EXERCISE BRIEF ▸
Write the records below out again. Match them exactly.

--- START ---

PR #1491, opened 2019-10-25
Update build image manifest, create PR with new commits

errordeveloper:
Follow-up on https://github.com/weaveworks/eksctl/pull/1486 and https://github.com/weaveworks/eksctl/pull/1484.

### DIFF
--- a/.github/workflows/image-update.yaml
+++ b/.github/workflows/image-update.yaml
@@ -10,15 +10,50 @@ jobs:
     runs-on: ubuntu-18.04
     steps:
       - uses: actions/checkout@v1
-      - run: make -f Makefile.docker build-image
+      # Login to both registries
       - run: echo ${DOCKER_HUB_PASSWORD} | docker login --username weaveworkseksctlci --password-stdin
         env:
           DOCKER_HUB_PASSWORD: ${{ secrets.DOCKER_HUB_PASSWORD }}
-      - run: make -f Makefile.docker push-build-image
+      - name: Update the build image, push it Docker Hub and update manifest in the repo
+        env:
+          DEPLOY_KEY: ${{ secrets.DEPLOY_KEY }}
+        run: |
+          set -x
+
+          set -o errexit
+          set -o pipefail
+          set -o nounset
+
+          # Update image manifest and push new image to registry only when needed
+          if ! make -f Makefile.docker check-build-image-manifest-up-to-date ; then
+            # Commit changes to the manifest
+            git config --local user.email "weaveworksbot@users.noreply.github.com"
+            git config --local user.name "Weaveworks Bot"
+            make -f Makefile.docker update-build-image-manifest
+
+            # Build the image and push it to Docker Hub registry
+            make -f Makefile.docker build-image
+            make -f Makefile.docker push-build-image
+
+            # Configure private key
+            mkdir -p "${HOME}/.ssh"
+            ssh-keyscan -t rsa github.com > "${HOME}/.ssh/known_hosts"
+            echo "${DEPLOY_KEY}" > "${HOME}/.ssh/id_rsa"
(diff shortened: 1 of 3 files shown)


.github/workflows/image-update.yaml
```diff
@@ -10,15 +10,50 @@ jobs:
...
+            make -f Makefile.docker update-build-image-manifest
+
+            # Build the image and push it to Docker Hub registry
+            make -f Makefile.docker build-image
+            make -f Makefile.docker push-build-image
+
+            # Configure private key
+            mkdir -p "${HOME}/.ssh"
+            ssh-keyscan -t rsa github.com > "${HOME}/.ssh/known_hosts"
+            echo "${DEPLOY_KEY}" > "${HOME}/.ssh/id_rsa"
```
errordeveloper: So I was hoping GitHub Actions would allow you to easily push back to a branch.

It was actually fairly easy to do:

git push `https://${{ github.actor }}:${{ secrete.GITHUB_TOKEN }}@github.com/weaveworks/eksctl <ref>`

However, as we attempt to update file in `.github/workflows/`, the commits get rejected... so we have to use SSH, and for that a deploy key had to be configured.

.github/workflows/image-update.yaml
```diff
@@ -10,15 +10,50 @@ jobs:
...
+            chmod 400 "${HOME}/.ssh/id_rsa"
+            # Now push commits updated manifest and CI configs to a new branch and create a PR
+            new_branch="update-build-image-manifest-$(date +%s)"
+            git push "git@github.com:${GITHUB_REPOSITORY}.git" "HEAD:refs/heads/${new_branch}"
```
errordeveloper: There is an pre-defined action that enabled you to open a PR, but we do it conditionally in this script, so calling curl this way turned out to be the easiest option. We could also push to master, but it seemed potentially challenging (as merge conflicts happen).

.github/workflows/image-update.yaml
```diff
@@ -10,15 +10,50 @@ jobs:
...
+          DEPLOY_KEY: ${{ secrets.DEPLOY_KEY }}
+        run: |
+          set -x
+
+          set -o errexit
+          set -o pipefail
+          set -o nounset
+
+          # Update image manifest and push new image to registry only when needed
+          if ! make -f Makefile.docker check-build-image-manifest-up-to-date ; then
```
martina-if: If we move this `if ! make -f Makefile.docker check-build-image-manifest-up-to-date...` to its own `run:` step maybe we achieve this if and we can use GHA push instead of the curl command below?

something like:

```
- name: Check image is up to date
  run: ! make -f Makefile.docker check-build-image-manifest-up-to-date
- name: Update manifest and push image to Docker Hub 
  run: |
    set -x
    ...
    # Commit changes to the manifest
    git config --local user.email "weaveworksbot@users.noreply.github.com"
    config --local user.name "Weaveworks Bot"
    .....
```
Then we can use the pre-defined action that enables you to open a PR?

That is assuming that when a `run` step fails it will not continue with the other steps.

errordeveloper: Ah, I see what you mean. Good idea, but one issue is that when `make -f Makefile.docker check-build-image-manifest-up-to-date` returns 0 (which is going to happen most often), the job will be marked as failing.

errordeveloper: > Then we can use the pre-defined action that enables you to open a PR?

Ideally, yes, but one that I found took would imply a few lines of config. I can have another look into this, but `curl` option didn't seem too problematic. The only issue to me is that the script is a bit verbose, and the error handling is subject to the usual concerns with bash...

martina-if:
@errordeveloper Can you please add a description in this PR of what it is doing. Also, is it ready to be merged?

martina-if:
We are not planning to use the Github actions for now so I am closing this.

--- END ---

YOUR SOLUTION ▸
PR #1491, opened 2019-10-25
Update build image manifest, create PR with new commits

errordeveloper:
Follow-up on https://github.com/weaveworks/eksctl/pull/1486 and https://github.com/weaveworks/eksctl/pull/1484.

### DIFF
--- a/.github/workflows/image-update.yaml
+++ b/.github/workflows/image-update.yaml
@@ -10,15 +10,50 @@ jobs:
     runs-on: ubuntu-18.04
     steps:
       - uses: actions/checkout@v1
-      - run: make -f Makefile.docker build-image
+      # Login to both registries
       - run: echo ${DOCKER_HUB_PASSWORD} | docker login --username weaveworkseksctlci --password-stdin
         env:
           DOCKER_HUB_PASSWORD: ${{ secrets.DOCKER_HUB_PASSWORD }}
-      - run: make -f Makefile.docker push-build-image
+      - name: Update the build image, push it Docker Hub and update manifest in the repo
+        env:
+          DEPLOY_KEY: ${{ secrets.DEPLOY_KEY }}
+        run: |
+          set -x
+
+          set -o errexit
+          set -o pipefail
+          set -o nounset
+
+          # Update image manifest and push new image to registry only when needed
+          if ! make -f Makefile.docker check-build-image-manifest-up-to-date ; then
+            # Commit changes to the manifest
+            git config --local user.email "weaveworksbot@users.noreply.github.com"
+            git config --local user.name "Weaveworks Bot"
+            make -f Makefile.docker update-build-image-manifest
+
+            # Build the image and push it to Docker Hub registry
+            make -f Makefile.docker build-image
+            make -f Makefile.docker push-build-image
+
+            # Configure private key
+            mkdir -p "${HOME}/.ssh"
+            ssh-keyscan -t rsa github.com > "${HOME}/.ssh/known_hosts"
+            echo "${DEPLOY_KEY}" > "${HOME}/.ssh/id_rsa"
(diff shortened: 1 of 3 files shown)


.github/workflows/image-update.yaml
```diff
@@ -10,15 +10,50 @@ jobs:
...
+            make -f Makefile.docker update-build-image-manifest
+
+            # Build the image and push it to Docker Hub registry
+            make -f Makefile.docker build-image
+            make -f Makefile.docker push-build-image
+
+            # Configure private key
+            mkdir -p "${HOME}/.ssh"
+            ssh-keyscan -t rsa github.com > "${HOME}/.ssh/known_hosts"
+            echo "${DEPLOY_KEY}" > "${HOME}/.ssh/id_rsa"
```
errordeveloper: So I was hoping GitHub Actions would allow you to easily push back to a branch.

It was actually fairly easy to do:

git push `https://${{ github.actor }}:${{ secrete.GITHUB_TOKEN }}@github.com/weaveworks/eksctl <ref>`

However, as we attempt to update file in `.github/workflows/`, the commits get rejected... so we have to use SSH, and for that a deploy key had to be configured.

.github/workflows/image-update.yaml
```diff
@@ -10,15 +10,50 @@ jobs:
...
+            chmod 400 "${HOME}/.ssh/id_rsa"
+            # Now push commits updated manifest and CI configs to a new branch and create a PR
+            new_branch="update-build-image-manifest-$(date +%s)"
+            git push "git@github.com:${GITHUB_REPOSITORY}.git" "HEAD:refs/heads/${new_branch}"
```
errordeveloper: There is an pre-defined action that enabled you to open a PR, but we do it conditionally in this script, so calling curl this way turned out to be the easiest option. We could also push to master, but it seemed potentially challenging (as merge conflicts happen).

.github/workflows/image-update.yaml
```diff
@@ -10,15 +10,50 @@ jobs:
...
+          DEPLOY_KEY: ${{ secrets.DEPLOY_KEY }}
+        run: |
+          set -x
+
+          set -o errexit
+          set -o pipefail
+          set -o nounset
+
+          # Update image manifest and push new image to registry only when needed
+          if ! make -f Makefile.docker check-build-image-manifest-up-to-date ; then
```
martina-if: If we move this `if ! make -f Makefile.docker check-build-image-manifest-up-to-date...` to its own `run:` step maybe we achieve this if and we can use GHA push instead of the curl command below?

something like:

```
- name: Check image is up to date
  run: ! make -f Makefile.docker check-build-image-manifest-up-to-date
- name: Update manifest and push image to Docker Hub 
  run: |
    set -x
    ...
    # Commit changes to the manifest
    git config --local user.email "weaveworksbot@users.noreply.github.com"
    config --local user.name "Weaveworks Bot"
    .....
```
Then we can use the pre-defined action that enables you to open a PR?

That is assuming that when a `run` step fails it will not continue with the other steps.

errordeveloper: Ah, I see what you mean. Good idea, but one issue is that when `make -f Makefile.docker check-build-image-manifest-up-to-date` returns 0 (which is going to happen most often), the job will be marked as failing.

errordeveloper: > Then we can use the pre-defined action that enables you to open a PR?

Ideally, yes, but one that I found took would imply a few lines of config. I can have another look into this, but `curl` option didn't seem too problematic. The only issue to me is that the script is a bit verbose, and the error handling is subject to the usual concerns with bash...

martina-if:
@errordeveloper Can you please add a description in this PR of what it is doing. Also, is it ready to be merged?

martina-if:
We are not planning to use the Github actions for now so I am closing this.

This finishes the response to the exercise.